Problem details: Each entry below is to be printed verbatim.
=== Supplied records ===
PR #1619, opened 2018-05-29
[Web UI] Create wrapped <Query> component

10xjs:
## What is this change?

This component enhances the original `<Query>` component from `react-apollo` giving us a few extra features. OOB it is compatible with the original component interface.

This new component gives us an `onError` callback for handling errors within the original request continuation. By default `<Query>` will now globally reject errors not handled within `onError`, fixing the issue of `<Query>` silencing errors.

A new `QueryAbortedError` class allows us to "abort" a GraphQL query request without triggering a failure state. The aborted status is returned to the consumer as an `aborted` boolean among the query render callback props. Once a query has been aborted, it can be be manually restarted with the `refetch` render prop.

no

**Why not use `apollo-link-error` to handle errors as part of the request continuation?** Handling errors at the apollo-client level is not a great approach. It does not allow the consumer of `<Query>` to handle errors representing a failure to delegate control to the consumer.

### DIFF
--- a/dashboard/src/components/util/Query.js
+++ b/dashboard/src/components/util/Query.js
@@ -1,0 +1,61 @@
===
Exercise answer:
PR #1619, opened 2018-05-29
[Web UI] Create wrapped <Query> component

10xjs:
## What is this change?

This component enhances the original `<Query>` component from `react-apollo` giving us a few extra features. OOB it is compatible with the original component interface.

This new component gives us an `onError` callback for handling errors within the original request continuation. By default `<Query>` will now globally reject errors not handled within `onError`, fixing the issue of `<Query>` silencing errors.

A new `QueryAbortedError` class allows us to "abort" a GraphQL query request without triggering a failure state. The aborted status is returned to the consumer as an `aborted` boolean among the query render callback props. Once a query has been aborted, it can be be manually restarted with the `refetch` render prop.

no

**Why not use `apollo-link-error` to handle errors as part of the request continuation?** Handling errors at the apollo-client level is not a great approach. It does not allow the consumer of `<Query>` to handle errors representing a failure to delegate control to the consumer.

### DIFF
--- a/dashboard/src/components/util/Query.js
+++ b/dashboard/src/components/util/Query.js
@@ -1,0 +1,61 @@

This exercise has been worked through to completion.